What the task asks:
Please give back, exactly as written, only the line containing "I had a go at" and every line after it until the data below ends.

Stored items
============================================================
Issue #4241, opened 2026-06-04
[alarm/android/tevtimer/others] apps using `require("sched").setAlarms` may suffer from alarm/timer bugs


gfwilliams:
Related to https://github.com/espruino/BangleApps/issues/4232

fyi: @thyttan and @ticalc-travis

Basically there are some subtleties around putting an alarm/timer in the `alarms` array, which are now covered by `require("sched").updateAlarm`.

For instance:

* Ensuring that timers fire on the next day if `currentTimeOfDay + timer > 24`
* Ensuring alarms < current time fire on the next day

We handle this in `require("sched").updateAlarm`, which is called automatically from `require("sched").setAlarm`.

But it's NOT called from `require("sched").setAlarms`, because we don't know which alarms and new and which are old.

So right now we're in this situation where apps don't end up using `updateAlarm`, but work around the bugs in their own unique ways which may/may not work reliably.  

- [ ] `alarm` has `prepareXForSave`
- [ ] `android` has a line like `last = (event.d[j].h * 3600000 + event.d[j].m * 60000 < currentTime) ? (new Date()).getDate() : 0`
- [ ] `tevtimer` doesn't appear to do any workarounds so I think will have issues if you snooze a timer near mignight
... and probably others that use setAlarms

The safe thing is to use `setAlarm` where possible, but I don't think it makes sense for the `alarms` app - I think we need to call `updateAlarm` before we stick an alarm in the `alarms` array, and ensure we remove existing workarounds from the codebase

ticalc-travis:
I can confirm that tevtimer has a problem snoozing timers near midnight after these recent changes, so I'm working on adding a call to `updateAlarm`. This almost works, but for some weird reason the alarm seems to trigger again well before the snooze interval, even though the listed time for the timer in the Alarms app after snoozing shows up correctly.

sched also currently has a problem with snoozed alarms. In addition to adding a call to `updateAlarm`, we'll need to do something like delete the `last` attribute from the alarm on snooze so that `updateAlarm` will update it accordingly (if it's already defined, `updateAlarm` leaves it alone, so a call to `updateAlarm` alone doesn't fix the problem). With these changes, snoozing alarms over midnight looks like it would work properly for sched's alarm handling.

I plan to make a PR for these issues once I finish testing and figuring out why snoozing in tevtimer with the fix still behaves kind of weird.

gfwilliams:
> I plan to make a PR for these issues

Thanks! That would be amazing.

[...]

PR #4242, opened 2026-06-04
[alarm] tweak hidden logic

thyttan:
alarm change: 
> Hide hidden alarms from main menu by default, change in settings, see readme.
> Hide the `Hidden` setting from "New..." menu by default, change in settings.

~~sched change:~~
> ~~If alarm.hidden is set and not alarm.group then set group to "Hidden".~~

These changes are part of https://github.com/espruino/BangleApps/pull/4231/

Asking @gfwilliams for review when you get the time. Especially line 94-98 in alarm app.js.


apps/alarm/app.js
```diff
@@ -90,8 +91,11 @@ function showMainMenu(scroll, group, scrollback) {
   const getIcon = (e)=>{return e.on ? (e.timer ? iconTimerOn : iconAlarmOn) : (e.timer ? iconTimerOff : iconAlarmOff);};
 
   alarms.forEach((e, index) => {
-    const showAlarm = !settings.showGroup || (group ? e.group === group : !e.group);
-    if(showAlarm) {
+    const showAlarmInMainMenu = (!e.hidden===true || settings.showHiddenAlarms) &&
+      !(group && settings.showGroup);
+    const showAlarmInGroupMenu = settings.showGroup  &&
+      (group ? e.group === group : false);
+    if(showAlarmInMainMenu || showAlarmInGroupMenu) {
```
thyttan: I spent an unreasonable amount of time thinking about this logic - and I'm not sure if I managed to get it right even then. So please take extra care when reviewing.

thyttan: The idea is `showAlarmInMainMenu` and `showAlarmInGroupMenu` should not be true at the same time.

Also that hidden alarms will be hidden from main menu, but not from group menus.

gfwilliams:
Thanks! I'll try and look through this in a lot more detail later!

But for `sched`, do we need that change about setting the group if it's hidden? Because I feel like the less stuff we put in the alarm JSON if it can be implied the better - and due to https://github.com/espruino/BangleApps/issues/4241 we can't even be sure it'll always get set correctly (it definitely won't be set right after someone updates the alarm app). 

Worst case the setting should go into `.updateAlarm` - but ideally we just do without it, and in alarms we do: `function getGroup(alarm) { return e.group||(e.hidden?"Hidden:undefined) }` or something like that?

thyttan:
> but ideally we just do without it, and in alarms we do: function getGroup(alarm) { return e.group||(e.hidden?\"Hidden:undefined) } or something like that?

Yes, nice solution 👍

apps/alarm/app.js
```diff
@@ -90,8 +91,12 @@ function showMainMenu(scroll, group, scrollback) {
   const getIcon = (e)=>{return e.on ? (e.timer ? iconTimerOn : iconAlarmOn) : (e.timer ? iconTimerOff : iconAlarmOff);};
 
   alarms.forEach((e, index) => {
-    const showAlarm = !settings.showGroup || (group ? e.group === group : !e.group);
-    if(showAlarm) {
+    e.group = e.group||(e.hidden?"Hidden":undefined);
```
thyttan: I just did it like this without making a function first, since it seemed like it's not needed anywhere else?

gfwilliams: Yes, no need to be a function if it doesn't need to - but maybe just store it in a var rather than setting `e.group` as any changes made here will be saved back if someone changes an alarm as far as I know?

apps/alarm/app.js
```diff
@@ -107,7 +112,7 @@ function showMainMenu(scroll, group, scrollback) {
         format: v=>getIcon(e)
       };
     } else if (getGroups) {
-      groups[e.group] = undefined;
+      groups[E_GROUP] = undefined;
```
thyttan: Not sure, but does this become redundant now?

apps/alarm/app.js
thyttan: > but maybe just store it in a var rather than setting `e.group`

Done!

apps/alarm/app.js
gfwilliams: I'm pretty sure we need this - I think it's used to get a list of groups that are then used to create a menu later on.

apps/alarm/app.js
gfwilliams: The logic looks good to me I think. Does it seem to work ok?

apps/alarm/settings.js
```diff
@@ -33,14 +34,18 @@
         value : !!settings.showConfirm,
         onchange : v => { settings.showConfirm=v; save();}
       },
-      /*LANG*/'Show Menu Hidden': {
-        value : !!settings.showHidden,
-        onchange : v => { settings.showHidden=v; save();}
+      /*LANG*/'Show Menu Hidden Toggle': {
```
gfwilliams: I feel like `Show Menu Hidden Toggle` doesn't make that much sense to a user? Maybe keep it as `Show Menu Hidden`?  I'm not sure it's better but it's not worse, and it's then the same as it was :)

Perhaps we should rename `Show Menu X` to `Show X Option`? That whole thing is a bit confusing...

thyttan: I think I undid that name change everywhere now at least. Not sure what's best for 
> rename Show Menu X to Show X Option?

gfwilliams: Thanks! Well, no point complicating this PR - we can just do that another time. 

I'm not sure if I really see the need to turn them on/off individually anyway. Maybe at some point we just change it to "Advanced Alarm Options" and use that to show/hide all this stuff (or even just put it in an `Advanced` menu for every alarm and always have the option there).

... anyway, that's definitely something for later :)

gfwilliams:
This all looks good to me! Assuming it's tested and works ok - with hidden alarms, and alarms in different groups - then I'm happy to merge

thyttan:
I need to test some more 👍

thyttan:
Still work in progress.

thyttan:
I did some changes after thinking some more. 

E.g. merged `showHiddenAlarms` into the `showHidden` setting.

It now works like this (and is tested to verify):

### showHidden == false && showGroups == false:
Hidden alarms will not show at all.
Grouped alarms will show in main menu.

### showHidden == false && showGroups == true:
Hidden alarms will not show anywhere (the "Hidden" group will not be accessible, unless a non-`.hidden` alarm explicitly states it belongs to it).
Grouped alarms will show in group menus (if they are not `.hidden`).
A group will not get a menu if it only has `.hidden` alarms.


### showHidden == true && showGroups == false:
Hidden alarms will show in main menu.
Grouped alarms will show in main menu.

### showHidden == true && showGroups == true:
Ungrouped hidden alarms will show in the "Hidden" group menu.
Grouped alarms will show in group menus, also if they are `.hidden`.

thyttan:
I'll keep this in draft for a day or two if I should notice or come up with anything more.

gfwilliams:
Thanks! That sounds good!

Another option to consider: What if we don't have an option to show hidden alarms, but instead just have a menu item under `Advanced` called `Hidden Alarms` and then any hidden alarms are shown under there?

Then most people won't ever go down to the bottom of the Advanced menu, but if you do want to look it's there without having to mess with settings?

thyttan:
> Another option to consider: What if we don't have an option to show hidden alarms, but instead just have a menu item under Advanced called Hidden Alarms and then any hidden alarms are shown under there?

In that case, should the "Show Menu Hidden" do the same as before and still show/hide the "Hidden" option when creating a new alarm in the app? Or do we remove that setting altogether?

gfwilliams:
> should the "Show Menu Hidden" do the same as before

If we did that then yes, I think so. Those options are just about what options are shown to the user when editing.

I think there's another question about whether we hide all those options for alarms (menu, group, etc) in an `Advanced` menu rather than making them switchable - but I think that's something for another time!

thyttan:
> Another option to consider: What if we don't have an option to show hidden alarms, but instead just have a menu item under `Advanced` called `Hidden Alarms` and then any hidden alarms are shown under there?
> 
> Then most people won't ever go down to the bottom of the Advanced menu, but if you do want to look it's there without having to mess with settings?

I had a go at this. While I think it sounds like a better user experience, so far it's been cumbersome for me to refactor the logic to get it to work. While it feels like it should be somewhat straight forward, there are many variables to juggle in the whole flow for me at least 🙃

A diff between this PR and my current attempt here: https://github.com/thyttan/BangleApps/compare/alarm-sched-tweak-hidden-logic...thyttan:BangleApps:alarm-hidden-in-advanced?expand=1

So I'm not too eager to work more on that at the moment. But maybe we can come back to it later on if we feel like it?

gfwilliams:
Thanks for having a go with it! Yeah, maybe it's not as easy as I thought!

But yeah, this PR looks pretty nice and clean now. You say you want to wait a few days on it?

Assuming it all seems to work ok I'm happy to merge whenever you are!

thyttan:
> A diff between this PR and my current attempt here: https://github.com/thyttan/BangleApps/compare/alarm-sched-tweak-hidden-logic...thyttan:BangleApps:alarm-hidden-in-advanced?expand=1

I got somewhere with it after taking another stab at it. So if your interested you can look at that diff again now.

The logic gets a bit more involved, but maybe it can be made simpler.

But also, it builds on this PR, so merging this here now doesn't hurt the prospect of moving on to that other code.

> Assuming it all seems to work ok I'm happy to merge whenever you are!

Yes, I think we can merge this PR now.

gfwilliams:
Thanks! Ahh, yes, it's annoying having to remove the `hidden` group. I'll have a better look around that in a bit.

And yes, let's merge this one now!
============================================================
Problem solution:
I had a go at this. While I think it sounds like a better user experience, so far it's been cumbersome for me to refactor the logic to get it to work. While it feels like it should be somewhat straight forward, there are many variables to juggle in the whole flow for me at least 🙃

A diff between this PR and my current attempt here: https://github.com/thyttan/BangleApps/compare/alarm-sched-tweak-hidden-logic...thyttan:BangleApps:alarm-hidden-in-advanced?expand=1

So I'm not too eager to work more on that at the moment. But maybe we can come back to it later on if we feel like it?

gfwilliams:
Thanks for having a go with it! Yeah, maybe it's not as easy as I thought!

But yeah, this PR looks pretty nice and clean now. You say you want to wait a few days on it?

Assuming it all seems to work ok I'm happy to merge whenever you are!

thyttan:
> A diff between this PR and my current attempt here: https://github.com/thyttan/BangleApps/compare/alarm-sched-tweak-hidden-logic...thyttan:BangleApps:alarm-hidden-in-advanced?expand=1

I got somewhere with it after taking another stab at it. So if your interested you can look at that diff again now.

The logic gets a bit more involved, but maybe it can be made simpler.

But also, it builds on this PR, so merging this here now doesn't hurt the prospect of moving on to that other code.

> Assuming it all seems to work ok I'm happy to merge whenever you are!

Yes, I think we can merge this PR now.

gfwilliams:
Thanks! Ahh, yes, it's annoying having to remove the `hidden` group. I'll have a better look around that in a bit.

And yes, let's merge this one now!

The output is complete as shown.